* [Task details]:
In the material below, find every line containing the string "canMethodExitEventBeHooked" and return it.

(Beginning of Listed records)

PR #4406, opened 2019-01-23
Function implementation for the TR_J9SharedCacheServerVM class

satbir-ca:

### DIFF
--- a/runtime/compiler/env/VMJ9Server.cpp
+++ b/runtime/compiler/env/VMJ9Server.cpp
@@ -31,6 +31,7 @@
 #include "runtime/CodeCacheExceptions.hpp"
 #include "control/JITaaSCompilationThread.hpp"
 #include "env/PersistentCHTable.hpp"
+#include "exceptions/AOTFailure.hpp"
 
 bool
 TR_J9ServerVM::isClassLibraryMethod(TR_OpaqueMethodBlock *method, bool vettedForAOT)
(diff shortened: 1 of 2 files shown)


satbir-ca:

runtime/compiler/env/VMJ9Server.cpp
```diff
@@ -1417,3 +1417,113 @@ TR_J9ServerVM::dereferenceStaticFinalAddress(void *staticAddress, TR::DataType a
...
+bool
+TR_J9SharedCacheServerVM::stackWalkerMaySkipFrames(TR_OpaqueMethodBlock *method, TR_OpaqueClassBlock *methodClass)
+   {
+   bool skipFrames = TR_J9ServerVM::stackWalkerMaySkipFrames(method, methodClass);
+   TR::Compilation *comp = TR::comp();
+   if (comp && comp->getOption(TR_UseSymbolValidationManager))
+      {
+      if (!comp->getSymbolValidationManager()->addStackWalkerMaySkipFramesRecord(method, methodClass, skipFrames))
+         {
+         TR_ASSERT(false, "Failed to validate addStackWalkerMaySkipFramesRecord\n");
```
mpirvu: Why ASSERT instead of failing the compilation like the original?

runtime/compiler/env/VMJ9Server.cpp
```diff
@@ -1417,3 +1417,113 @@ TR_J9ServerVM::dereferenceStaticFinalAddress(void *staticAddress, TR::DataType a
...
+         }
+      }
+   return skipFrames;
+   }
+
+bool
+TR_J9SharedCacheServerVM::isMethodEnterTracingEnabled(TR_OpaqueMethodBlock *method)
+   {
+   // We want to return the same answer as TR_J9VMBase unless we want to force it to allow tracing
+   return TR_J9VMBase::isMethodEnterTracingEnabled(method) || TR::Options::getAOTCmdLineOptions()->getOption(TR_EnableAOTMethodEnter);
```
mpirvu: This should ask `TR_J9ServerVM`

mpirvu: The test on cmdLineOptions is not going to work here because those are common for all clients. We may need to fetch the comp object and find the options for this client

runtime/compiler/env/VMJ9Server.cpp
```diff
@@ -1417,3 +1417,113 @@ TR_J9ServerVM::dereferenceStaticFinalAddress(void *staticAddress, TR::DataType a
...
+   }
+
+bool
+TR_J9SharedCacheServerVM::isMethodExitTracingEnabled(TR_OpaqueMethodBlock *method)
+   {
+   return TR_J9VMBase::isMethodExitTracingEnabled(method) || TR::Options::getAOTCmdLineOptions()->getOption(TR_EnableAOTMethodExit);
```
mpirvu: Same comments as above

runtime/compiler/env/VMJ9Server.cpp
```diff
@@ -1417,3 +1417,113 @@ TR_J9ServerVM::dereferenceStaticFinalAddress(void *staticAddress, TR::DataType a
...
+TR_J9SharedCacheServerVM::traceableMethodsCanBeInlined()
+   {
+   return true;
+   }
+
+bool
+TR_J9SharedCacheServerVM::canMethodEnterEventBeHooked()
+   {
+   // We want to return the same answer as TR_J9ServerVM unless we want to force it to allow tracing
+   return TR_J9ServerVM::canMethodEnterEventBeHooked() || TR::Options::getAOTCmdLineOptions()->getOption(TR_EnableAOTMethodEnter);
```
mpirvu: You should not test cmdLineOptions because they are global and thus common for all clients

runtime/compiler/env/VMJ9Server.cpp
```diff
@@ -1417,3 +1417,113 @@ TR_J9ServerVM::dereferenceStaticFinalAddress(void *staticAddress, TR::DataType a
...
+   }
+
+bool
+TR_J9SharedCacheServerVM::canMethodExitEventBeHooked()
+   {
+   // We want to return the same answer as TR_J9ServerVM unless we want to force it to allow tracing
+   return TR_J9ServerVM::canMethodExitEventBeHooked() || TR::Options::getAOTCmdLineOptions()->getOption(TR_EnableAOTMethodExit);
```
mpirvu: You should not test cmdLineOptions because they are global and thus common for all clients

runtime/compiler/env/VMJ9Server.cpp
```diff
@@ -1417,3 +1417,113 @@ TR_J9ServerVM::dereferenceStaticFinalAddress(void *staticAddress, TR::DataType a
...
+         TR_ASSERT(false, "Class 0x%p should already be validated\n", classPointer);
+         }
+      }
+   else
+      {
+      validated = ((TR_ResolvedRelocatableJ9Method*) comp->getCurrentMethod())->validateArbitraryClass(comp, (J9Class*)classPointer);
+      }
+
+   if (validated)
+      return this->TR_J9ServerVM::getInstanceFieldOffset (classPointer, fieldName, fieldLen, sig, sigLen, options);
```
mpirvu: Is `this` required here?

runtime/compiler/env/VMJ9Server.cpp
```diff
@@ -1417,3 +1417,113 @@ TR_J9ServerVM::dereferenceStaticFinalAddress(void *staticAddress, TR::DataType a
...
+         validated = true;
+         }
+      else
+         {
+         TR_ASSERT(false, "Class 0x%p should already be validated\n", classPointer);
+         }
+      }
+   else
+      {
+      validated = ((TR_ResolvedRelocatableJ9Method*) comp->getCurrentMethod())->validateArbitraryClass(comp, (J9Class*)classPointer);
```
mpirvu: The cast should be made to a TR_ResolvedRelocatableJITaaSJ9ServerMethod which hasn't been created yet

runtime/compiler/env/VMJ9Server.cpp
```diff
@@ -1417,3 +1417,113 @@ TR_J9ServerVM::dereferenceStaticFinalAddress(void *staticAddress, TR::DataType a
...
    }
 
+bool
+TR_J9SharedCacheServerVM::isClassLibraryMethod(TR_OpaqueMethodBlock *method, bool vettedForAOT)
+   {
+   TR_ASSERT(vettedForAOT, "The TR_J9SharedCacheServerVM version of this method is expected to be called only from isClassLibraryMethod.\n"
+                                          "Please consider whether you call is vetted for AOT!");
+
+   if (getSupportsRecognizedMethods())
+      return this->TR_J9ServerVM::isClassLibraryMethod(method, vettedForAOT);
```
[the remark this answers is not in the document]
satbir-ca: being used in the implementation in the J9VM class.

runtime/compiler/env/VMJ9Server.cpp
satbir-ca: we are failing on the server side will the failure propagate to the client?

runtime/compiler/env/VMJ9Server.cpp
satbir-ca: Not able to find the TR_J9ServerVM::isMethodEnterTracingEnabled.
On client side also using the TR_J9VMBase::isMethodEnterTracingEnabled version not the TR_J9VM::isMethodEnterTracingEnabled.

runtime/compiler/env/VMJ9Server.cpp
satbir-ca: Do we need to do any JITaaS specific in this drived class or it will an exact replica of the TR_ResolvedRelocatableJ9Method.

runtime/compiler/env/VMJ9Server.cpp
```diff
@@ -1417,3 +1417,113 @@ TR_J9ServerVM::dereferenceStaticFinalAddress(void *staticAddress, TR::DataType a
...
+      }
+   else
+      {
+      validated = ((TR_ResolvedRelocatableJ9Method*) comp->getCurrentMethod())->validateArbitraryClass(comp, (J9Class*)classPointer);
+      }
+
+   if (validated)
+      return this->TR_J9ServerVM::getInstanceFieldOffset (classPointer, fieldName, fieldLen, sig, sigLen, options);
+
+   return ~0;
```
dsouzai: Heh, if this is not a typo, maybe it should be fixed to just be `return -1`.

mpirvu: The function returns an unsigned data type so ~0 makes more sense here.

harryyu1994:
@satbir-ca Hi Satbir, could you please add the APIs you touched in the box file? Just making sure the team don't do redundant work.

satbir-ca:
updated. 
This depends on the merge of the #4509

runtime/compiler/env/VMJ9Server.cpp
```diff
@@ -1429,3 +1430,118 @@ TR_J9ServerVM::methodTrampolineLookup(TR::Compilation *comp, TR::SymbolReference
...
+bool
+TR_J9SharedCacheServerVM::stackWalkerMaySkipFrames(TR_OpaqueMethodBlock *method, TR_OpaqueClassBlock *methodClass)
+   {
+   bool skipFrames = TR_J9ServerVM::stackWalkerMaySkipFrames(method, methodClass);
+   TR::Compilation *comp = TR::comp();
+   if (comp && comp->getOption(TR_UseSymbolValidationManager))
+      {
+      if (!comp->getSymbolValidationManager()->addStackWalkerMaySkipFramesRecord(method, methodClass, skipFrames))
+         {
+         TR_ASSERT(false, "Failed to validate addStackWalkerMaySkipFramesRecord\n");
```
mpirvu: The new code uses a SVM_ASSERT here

(End of Listed records)

* [Written solution]:
+TR_J9SharedCacheServerVM::canMethodExitEventBeHooked()
+   return TR_J9ServerVM::canMethodExitEventBeHooked() || TR::Options::getAOTCmdLineOptions()->getOption(TR_EnableAOTMethodExit);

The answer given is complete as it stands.